• About this task: Say how many lines in the data below contain the word "range", and give no other text.

Data entries
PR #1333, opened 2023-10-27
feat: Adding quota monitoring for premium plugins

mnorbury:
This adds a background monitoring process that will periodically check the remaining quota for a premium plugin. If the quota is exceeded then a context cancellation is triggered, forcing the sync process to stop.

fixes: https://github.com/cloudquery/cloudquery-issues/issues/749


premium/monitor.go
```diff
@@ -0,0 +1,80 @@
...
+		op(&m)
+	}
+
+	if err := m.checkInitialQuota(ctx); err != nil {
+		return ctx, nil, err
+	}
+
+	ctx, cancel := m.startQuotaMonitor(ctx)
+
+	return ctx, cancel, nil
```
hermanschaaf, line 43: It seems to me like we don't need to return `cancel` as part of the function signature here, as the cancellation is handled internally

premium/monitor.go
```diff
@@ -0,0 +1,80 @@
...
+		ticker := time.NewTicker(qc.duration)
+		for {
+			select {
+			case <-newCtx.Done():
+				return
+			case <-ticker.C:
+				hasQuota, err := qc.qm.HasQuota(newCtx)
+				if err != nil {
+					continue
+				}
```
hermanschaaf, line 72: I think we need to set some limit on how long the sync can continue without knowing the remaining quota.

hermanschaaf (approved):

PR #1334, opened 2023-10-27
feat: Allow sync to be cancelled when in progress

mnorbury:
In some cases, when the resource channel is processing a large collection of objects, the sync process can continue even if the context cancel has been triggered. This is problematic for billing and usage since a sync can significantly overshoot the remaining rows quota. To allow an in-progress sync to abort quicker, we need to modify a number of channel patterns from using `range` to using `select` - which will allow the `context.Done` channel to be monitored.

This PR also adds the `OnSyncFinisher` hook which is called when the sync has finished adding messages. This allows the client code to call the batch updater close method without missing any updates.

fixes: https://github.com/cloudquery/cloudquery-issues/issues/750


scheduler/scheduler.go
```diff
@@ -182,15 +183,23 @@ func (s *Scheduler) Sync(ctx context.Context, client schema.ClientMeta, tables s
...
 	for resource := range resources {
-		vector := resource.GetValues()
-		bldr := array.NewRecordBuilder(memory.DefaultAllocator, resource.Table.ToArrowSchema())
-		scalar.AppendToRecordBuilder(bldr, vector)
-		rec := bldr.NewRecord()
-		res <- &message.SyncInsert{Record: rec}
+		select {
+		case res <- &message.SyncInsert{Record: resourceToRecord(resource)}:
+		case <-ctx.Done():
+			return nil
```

==

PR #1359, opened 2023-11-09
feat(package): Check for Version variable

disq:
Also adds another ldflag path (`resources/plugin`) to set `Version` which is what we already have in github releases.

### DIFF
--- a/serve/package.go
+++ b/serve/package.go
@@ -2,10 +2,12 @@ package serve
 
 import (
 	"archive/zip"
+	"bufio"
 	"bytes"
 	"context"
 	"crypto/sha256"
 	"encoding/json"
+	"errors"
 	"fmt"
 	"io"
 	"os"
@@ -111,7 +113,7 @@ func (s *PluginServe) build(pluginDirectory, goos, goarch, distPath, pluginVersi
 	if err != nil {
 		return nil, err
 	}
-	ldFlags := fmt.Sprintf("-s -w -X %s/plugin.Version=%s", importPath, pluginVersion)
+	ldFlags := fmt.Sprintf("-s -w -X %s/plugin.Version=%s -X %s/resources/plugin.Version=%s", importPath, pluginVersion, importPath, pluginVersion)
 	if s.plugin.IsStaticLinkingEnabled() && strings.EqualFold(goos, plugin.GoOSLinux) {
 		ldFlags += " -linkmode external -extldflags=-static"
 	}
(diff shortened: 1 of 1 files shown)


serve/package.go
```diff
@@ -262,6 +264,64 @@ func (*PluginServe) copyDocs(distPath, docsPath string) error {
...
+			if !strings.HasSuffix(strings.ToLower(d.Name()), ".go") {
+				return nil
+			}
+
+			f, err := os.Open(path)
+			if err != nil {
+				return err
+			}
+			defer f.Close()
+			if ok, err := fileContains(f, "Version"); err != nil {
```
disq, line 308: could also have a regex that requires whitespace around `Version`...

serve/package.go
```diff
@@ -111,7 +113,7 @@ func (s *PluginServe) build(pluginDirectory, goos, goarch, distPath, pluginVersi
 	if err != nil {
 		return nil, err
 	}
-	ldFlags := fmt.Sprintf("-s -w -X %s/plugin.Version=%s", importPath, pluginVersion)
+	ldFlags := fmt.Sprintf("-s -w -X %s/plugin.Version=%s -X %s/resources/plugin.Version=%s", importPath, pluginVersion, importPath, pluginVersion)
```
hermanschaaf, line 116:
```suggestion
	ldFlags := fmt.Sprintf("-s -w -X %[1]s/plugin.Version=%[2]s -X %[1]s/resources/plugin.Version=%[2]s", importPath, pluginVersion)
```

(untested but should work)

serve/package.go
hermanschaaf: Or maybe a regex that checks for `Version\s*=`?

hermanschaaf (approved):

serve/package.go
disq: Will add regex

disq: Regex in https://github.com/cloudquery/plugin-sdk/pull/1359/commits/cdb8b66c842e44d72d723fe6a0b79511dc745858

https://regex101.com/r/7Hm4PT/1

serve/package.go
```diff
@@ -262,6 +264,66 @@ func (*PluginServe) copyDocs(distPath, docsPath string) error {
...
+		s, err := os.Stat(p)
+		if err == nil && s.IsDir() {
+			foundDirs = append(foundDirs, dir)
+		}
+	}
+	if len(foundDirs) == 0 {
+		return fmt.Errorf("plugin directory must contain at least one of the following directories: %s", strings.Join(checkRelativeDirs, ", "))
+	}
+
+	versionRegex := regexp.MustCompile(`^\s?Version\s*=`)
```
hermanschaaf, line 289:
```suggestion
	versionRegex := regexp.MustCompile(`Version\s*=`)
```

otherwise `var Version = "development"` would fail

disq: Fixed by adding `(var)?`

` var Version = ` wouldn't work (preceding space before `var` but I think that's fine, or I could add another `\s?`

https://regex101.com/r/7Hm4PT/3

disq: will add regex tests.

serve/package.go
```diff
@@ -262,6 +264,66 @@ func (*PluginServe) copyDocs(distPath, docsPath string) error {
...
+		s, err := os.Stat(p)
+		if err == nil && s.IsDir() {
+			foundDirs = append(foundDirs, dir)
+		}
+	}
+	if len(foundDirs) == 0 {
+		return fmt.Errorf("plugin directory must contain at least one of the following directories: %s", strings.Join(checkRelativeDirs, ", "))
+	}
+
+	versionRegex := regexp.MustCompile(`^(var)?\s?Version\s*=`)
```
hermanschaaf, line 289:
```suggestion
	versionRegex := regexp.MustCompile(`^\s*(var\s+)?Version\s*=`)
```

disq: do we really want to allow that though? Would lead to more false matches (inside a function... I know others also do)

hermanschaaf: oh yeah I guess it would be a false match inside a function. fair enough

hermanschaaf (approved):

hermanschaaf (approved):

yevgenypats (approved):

• Answer section: 2